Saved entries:
PR #4614, opened 2021-06-30
Rule S2219: add support for C# 9 pattern matching

pavel-mikula-sonarsource:

### DIFF
--- a/analyzers/src/SonarAnalyzer.CSharp/Rules/GetTypeWithIsAssignableFrom.cs
+++ b/analyzers/src/SonarAnalyzer.CSharp/Rules/GetTypeWithIsAssignableFrom.cs
@@ -27,6 +27,7 @@ using Microsoft.CodeAnalysis.Diagnostics;
 using SonarAnalyzer.Common;
 using SonarAnalyzer.Extensions;
 using SonarAnalyzer.Helpers;
+using StyleCop.Analyzers.Lightup;
 
 namespace SonarAnalyzer.Rules.CSharp
 {
@@ -91,11 +92,21 @@ namespace SonarAnalyzer.Rules.CSharp
                     }
                 },
                 SyntaxKind.IsExpression);
+
+            context.RegisterSyntaxNodeActionInNonGenerated(c =>
+            {
+                var isPattern = (IsPatternExpressionSyntaxWrapper)c.Node;
+                if (ConstantPatternExpression(isPattern.Pattern) is { } constantExpression)
+                {
+                    CheckAsOperatorComparedToNull(c, isPattern.Expression, constantExpression);
+                }
+            },
+            SyntaxKindEx.IsPatternExpression);
         }
 
         private static void CheckAsOperatorComparedToNull(SyntaxNodeAnalysisContext context, ExpressionSyntax sideA, ExpressionSyntax sideB)
         {
-            if (sideA.RemoveParentheses().IsKind(SyntaxKind.NullLiteralExpression) && sideB.RemoveParentheses().IsKind(SyntaxKind.AsExpression))
+            if (sideA.RemoveParentheses().IsKind(SyntaxKind.AsExpression) && sideB.RemoveParentheses().IsKind(SyntaxKind.NullLiteralExpression))
             {
                 ReportDiagnostic(context, MessageIsOperator);
             }
@@ -137,6 +148,14 @@ namespace SonarAnalyzer.Rules.CSharp
                 }
             }
         }
+
+        private static ExpressionSyntax ConstantPatternExpression(SyntaxNode node) =>
+            node.Kind() switch
+            {
+                SyntaxKindEx.ConstantPattern => ((ConstantPatternSyntaxWrapper)node).Expression,
+                SyntaxKindEx.NotPattern => ConstantPatternExpression(((UnaryPatternSyntaxWrapper)node).Pattern),
+                _ => null
+            };
 
         private static void ReportDiagnostic(SyntaxNodeAnalysisContext context, string messageArg, bool useIsOperator = false, bool shouldRemoveGetType = false)
         {
--- a/analyzers/src/SonarAnalyzer.CSharp/Rules/GetTypeWithIsAssignableFrom.cs
+++ b/analyzers/src/SonarAnalyzer.CSharp/Rules/GetTypeWithIsAssignableFrom.cs
@@ -130,7 +130,7 @@ namespace SonarAnalyzer.Rules.CSharp
         {
             if (methodSymbol.Name == "IsInstanceOfType" && memberAccess.Expression is TypeOfExpressionSyntax)
             {
-                ReportDiagnostic(context, MessageIsOperator, true, false);
+                ReportDiagnostic(context, MessageIsOperator, true);
             }
         }
 
--- a/analyzers/src/SonarAnalyzer.CSharp/Rules/GetTypeWithIsAssignableFrom.cs
+++ b/analyzers/src/SonarAnalyzer.CSharp/Rules/GetTypeWithIsAssignableFrom.cs
@@ -115,9 +115,9 @@ namespace SonarAnalyzer.Rules.CSharp
         private static void CheckGetTypeAndTypeOfEquality(SyntaxNodeAnalysisContext context, ExpressionSyntax sideA, ExpressionSyntax sideB)
         {
             if (sideA.ToStringContains("GetType")
-                && sideB is TypeOfExpressionSyntax sideBeTypeOf
+                && sideB is TypeOfExpressionSyntax sideBTypeOf
                 && (sideA as InvocationExpressionSyntax).IsGetTypeCall(context.SemanticModel)
-                && context.SemanticModel.GetTypeInfo(sideBeTypeOf.Type).Type is { } typeSymbol // Can be null for empty identifier from 'typeof' unfinished syntax
+                && context.SemanticModel.GetTypeInfo(sideBTypeOf.Type).Type is { } typeSymbol // Can be null for empty identifier from 'typeof' unfinished syntax
                 && typeSymbol.IsSealed
                 && !typeSymbol.OriginalDefinition.Is(KnownType.System_Nullable_T))
             {
@@ -129,7 +129,7 @@ namespace SonarAnalyzer.Rules.CSharp
         {
             if (methodSymbol.Name == "IsInstanceOfType" && memberAccess.Expression is TypeOfExpressionSyntax)
             {
-                ReportDiagnostic(context, MessageIsOperator, true);
+                ReportDiagnostic(context, MessageIsOperator, useIsOperator: true);
             }
         }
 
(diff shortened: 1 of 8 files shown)


analyzers/src/SonarAnalyzer.CSharp/Rules/GetTypeWithIsAssignableFrom.cs
```diff
@@ -81,9 +81,9 @@ protected override void Initialize(SonarAnalysisContext context)
             context.RegisterSyntaxNodeActionInNonGenerated(c =>
                 {
                     var isExpression = (BinaryExpressionSyntax)c.Node;
-                    if (c.SemanticModel.GetTypeInfo(isExpression.Left).Type is { } objectToCast
+                    if (c.SemanticModel.GetTypeInfo(isExpression.Left).Type is var objectToCast
```
andrei-epure-sonarsource, line 84: `public ITypeSymbol Type { get; }` : `The type of the expression represented by the syntax node. For expressions that do not have a type, null is returned.`

the below throws
```
void Main()
{
	if (X() is var objectToCast)
	{
		Console.WriteLine(objectToCast.ToString());	
	}
	
	object X() => null;
}
```

andrei-epure-sonarsource: nevermind, the nullcheck is done inside `IsClass`
(which is good for extension methods however it's un-intuitive for the reader)

analyzers/src/SonarAnalyzer.CSharp/Rules/GetTypeWithIsAssignableFrom.cs
```diff
@@ -76,105 +69,99 @@ protected override void Initialize(SonarAnalysisContext context)
...
         {
-            if (sideA.ToStringContains("GetType") &&
-                sideB is TypeOfExpressionSyntax sideBeTypeOf &&
-                sideBeTypeOf.Type is { } typeSyntax &&
-                (sideA as InvocationExpressionSyntax).IsGetTypeCall(context.SemanticModel) &&
-                context.SemanticModel.GetTypeInfo(typeSyntax).Type is { } typeSymbol &&
-                typeSymbol.IsSealed &&
-                !typeSymbol.OriginalDefinition.Is(KnownType.System_Nullable_T))
+            if (sideA.ToStringContains("GetType")
+                && sideB is TypeOfExpressionSyntax sideBeTypeOf
```
andrei-epure-sonarsource, line 118:
```suggestion
                && sideB is TypeOfExpressionSyntax sideBTypeOf
```

analyzers/src/SonarAnalyzer.CSharp/Rules/GetTypeWithIsAssignableFrom.cs
```diff
@@ -76,105 +69,99 @@ protected override void Initialize(SonarAnalysisContext context)
...
-                        .Add(UseIsOperatorKey, true.ToString())
-                        .Add(ShouldRemoveGetType, false.ToString()),
-                    MessageIsOperator));
+                if (memberAccess.Expression is TypeOfExpressionSyntax)
+                {
+                    ReportDiagnostic(context, MessageIsOperator, true, true);
+                }
+                else
+                {
+                    ReportDiagnostic(context, MessageIsInstanceOfType, false, true);
```
andrei-epure-sonarsource, line 146: note to self: I'll need to revisit this refactoring again

analyzers/tests/SonarAnalyzer.UnitTest/TestCases/GetTypeWithIsAssignableFrom.CSharp9.cs
```diff
@@ -1,17 +1,20 @@
...
+b = f as Apple is null;         // Noncompliant
+b = f as Apple is not null;     // Noncompliant
+b = f as Apple is not not not not null; // Noncompliant
+b = f as Apple is Apple { Size: 42 };   // Compliant
+b = f as Apple is Apple;        // Noncompliant
+b = true && (apple) is Apple;   // Noncompliant
+b = !(apple is Apple);          // Noncompliant
 
-if (apple is { }) { } // Compliant
+if (apple is { }) { }           // Compliant
```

▶ **TASK ITEM**
Nothing beyond the lines from the start of the entries through the line with "using SonarAnalyzer.Helpers;" should appear. Repeat those lines exactly, both ends included.

▶ **FINISHED TASK**
PR #4614, opened 2021-06-30
Rule S2219: add support for C# 9 pattern matching

pavel-mikula-sonarsource:

### DIFF
--- a/analyzers/src/SonarAnalyzer.CSharp/Rules/GetTypeWithIsAssignableFrom.cs
+++ b/analyzers/src/SonarAnalyzer.CSharp/Rules/GetTypeWithIsAssignableFrom.cs
@@ -27,6 +27,7 @@ using Microsoft.CodeAnalysis.Diagnostics;
 using SonarAnalyzer.Common;
 using SonarAnalyzer.Extensions;
 using SonarAnalyzer.Helpers;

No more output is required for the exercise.